Does Postgres regional failover happen automatically?

shugel · April 24, 2023, 12:34pm

I have a pretty standard Fly setup: HA Postgres in one region, with a read replica in an adjacent region, with app instances to match (2 primary + 1 backup). I have no other volumes.

If my primary region goes down, my secondary region remains available, but I assume it will be in read-only mode: that is, my single read replica isn’t elected as a leader (is this assumption correct?).

Is there a way to configure my cluster to automatically fail over to my backup region, e.g. by running a second read replica in the backup region, so there are at least theoretically enough members to create a HA cluster?

danwetherald · April 25, 2023, 5:45am

I have been trying to better understand this topic as well over here:

https://community.fly.io/t/better-understanding-best-practices-for-ha-for-both-web-apps-and-pg-apps

shaun · April 25, 2023, 1:04pm

If my primary region goes down, my secondary region remains available, but I assume it will be in read-only mode: that is, my single read replica isn’t elected as a leader (is this assumption correct?).

Yep, that is correct. Keep in mind though, if you’re running the flex implementation, you need 3 nodes running within your primary region for HA.

Is there a way to configure my cluster to automatically fail over to my backup region, e.g. by running a second read replica in the backup region, so there are at least theoretically enough members to create a HA cluster?

We do not currently support automatic regional failovers. In the event you need to perform a regional failover on a Nomad setup, you can reference: High Availability & Global Replication · Fly Docs

shugel · April 25, 2023, 2:00pm

I migrated to the V2 version of Postgres last week, so I’m not on Nomad anymore, but I’m not sure whether I’m on flex. I’m running image version flyio/postgres:14.6 (v0.0.38), so maybe it is? How can I confirm this?

In any case, the docs explicitly mention 2 + nodes for HA, not 3. It’s not a problem for me to scale up, but that should be mentioned – Postgres V1 created two nodes and called it HA.

We do not currently support automatic regional failovers. In the event you need to perform a regional failover on a Nomad setup, you can reference: High Availability & Global Replication · Fly Docs

Thanks for clarifying. Are there plans to support it? As I mentioned, I’m no longer on Nomad…

shaun · April 25, 2023, 2:20pm

@shugel Yeah, i’m sorry this is confusing.

Stolon setups run the image: flyio/postgres:*
Flex setups run the image: flyio/postgres-flex:*

Are there plans to support it?

We don’t have any immediate plans. It’s actually a pretty hard problem and the rarity of a regional split/outage makes it a tough to prioritize. At the very least, we do want to simplify the process for users who wish to manually failover into a new region.

danwetherald · April 25, 2023, 3:14pm

@shaun Can you share some documentation on the difference of these two images and the correct way to deploy each image? Also, is there somewhere we can learn more on how these work during failures (both hardware and regional failures).
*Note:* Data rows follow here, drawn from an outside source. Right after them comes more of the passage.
PR #972, opened 2026-05-26
Check seeded FAQ search detail route in e2e

canfieldjuan:
Plan: plans/PR-Content-Ops-FAQ-Search-Seeded-Detail-E2E.md

Add a detail-contract step to the seeded hosted FAQ search e2e runner so a seeded search hit is dereferenced through the hosted detail route and validated against the full generated FAQ envelope before cleanup.

## Intentional
- Reuses the existing FAQ search route contract checker instead of duplicating detail validation.
- Runs the detail check only after seed and hosted search success so failures remain attributable.
- Cleanup still runs after route or detail failures.
- Includes --skip-detail-check only as an explicit local liveness/debug escape hatch; the default e2e path checks detail.

## Deferred
- Detail latency budgets remain a standalone checker concern.
- Rowcount mismatch gating remains deferred from #971.

## Verification
- pytest tests/test_smoke_content_ops_faq_search_seeded_route_e2e.py -q - 42 passed in 0.09s.
- git diff --check - Passed.
- python scripts/audit_plan_code_consistency.py plans/PR-Content-Ops-FAQ-Search-Seeded-Detail-E2E.md - Passed.

## Diff size
3 files, +337 / -3

### DIFF
--- a/plans/PR-Content-Ops-FAQ-Search-Seeded-Detail-E2E.md
+++ b/plans/PR-Content-Ops-FAQ-Search-Seeded-Detail-E2E.md
@@ -1,0 +1,52 @@
+# PR-Content-Ops-FAQ-Search-Seeded-Detail-E2E
+
+## Why this slice exists
+#967 gave us a one-command seeded hosted FAQ search e2e, and #969/#971 made
+cleanup safer and more visible. The remaining deferred gap is that the e2e
+proves search results but does not prove a returned FAQ ID can be dereferenced
+through the hosted detail route into the full generated FAQ shape.
+## Scope (this PR)
+Ownership lane: content-ops/faq-search
+Slice phase: Production hardening.
+1. Add a detail-contract step to the seeded hosted FAQ search e2e runner.
+2. Reuse the existing `check_content_ops_faq_search_route_contract.py`
+   checker with `--require-results --require-detail`.
+3. Select the detail probe from the seeded hit cases already written for the
+   hosted search smoke.
+4. Keep teardown unchanged so seeded rows are still cleaned up after route or
+   detail failures.
+### Files touched
+- `plans/PR-Content-Ops-FAQ-Search-Seeded-Detail-E2E.md`
+- `scripts/smoke_content_ops_faq_search_seeded_route_e2e.py`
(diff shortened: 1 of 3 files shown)


canfieldjuan (commented):
**LGTM** — reviewed at head `6baf65d`. Clean extension of the e2e runner, green on first push (no new test files, no enrollment risk).

The detail step is well-scoped and fails closed:
- It reuses the existing `check_content_ops_faq_search_route_contract.py --require-results --require-detail` rather than reinventing detail validation, so it inherits the proven contract (results[0] shape, detail dereference, `detail.id == results[0].faq_id`).
- `_detail_case_from_route_cases` selects the first `require_results: true` hit case from the seed-emitted route cases, with fail-closed parsing (non-bool require_results, missing hit case, empty query, non-string corpus/status, non-positive-int limit each error out).
- It runs only after `seed["ok"] and route["ok"]` and **before** cleanup, so the seeded row is still present, and `detail["ok"]` is folded into `ok = seed and route and detail and cleanup` — a detail-contract failure (checker exit 1) fails the whole e2e.
- `--skip-detail-check` is an explicit opt-out that sets `detail.ok=True` with `skipped=True` recorded in the artifact.

Verified at the head:
- `test_detail_case_from_route_cases_selects_first_hit_case` proves the miss case is skipped and the hit case chosen; `_rejects_bad_shapes` covers each parse branch; `_detail_command_uses_contract_checker_and_seeded_case` asserts the command wiring (query/corpus/status/limit, `--require-results`, `--require-detail`, `--detail-route`, `--output-result`).
- Ran the e2e suite → **42 passed**; CI green (`extracted-checks` x2, `pre-push-audit`).

Two minor observations (non-blocking):
- This is a contract/reachability check on the detail route, not a detail-content-vs-seed assertion — it confirms the detail endpoint works for a seeded hit and links by faq_id, but doesn't assert the returned `account_id`/title match the seeded values. The route step already covers seeded-data correctness for the search list, so the scope split is reasonable; just noting the detail content isn't re-checked against the seed.
- When the route step fails, `detail` is reported as `{ok: False, skipped: False, returncode: None}` even though it never ran. The real failure (route) is already visible, and `returncode: None` signals "not executed," but a distinct not-run state would read cleaner than `ok: False`.

Good incremental hardening of the e2e.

shaun · April 25, 2023, 3:21pm

The Postgres Flex implementation is the current default setup, assuming you’re running a recent flyctl version.

This post should provide some context:

Also, is there somewhere we can learn more on how these work during failures (both hardware and regional failures).

How this implementation responds during hardware and regional failures is going to depend heavily on your setup.

How we handle fencing can be found here, which may or may not answer some of your questions: postgres-flex/docs/fencing.md at master · fly-apps/postgres-flex · GitHub

If you have any specific scenarios in mind, let me know.

danwetherald · April 25, 2023, 3:26pm

Thanks @shaun - I am actually reading through that topic as we speak.

As for describing some of the scenarios, I have had a topic open here: https://community.fly.io/t/better-understanding-best-practices-for-ha-for-both-web-apps-and-pg-apps that explains some of the situations that I am trying to better understand as well as how to best set everything up for HA.

shaun · April 25, 2023, 3:55pm

So I think some of your questions may be a little too broad, making them challenging to answer in a timely manor. Answering how HA works is tough when the context spans Apps, Proxy, Databases, etc. I would recommend trying to come up with some specific failure cases that you’re worried about or work to define the specific requirements that you’re working with and folks can help make some recommendations.

danwetherald · April 25, 2023, 4:02pm

Hmm I had a few other pretty specific questions in there, I also outlined 3 examples of failures that we would like to feel good about handling. I also have some very specific questions that are aimed at some pretty specific scenarios.

@shaun Should we move this conversation to the thread I referenced?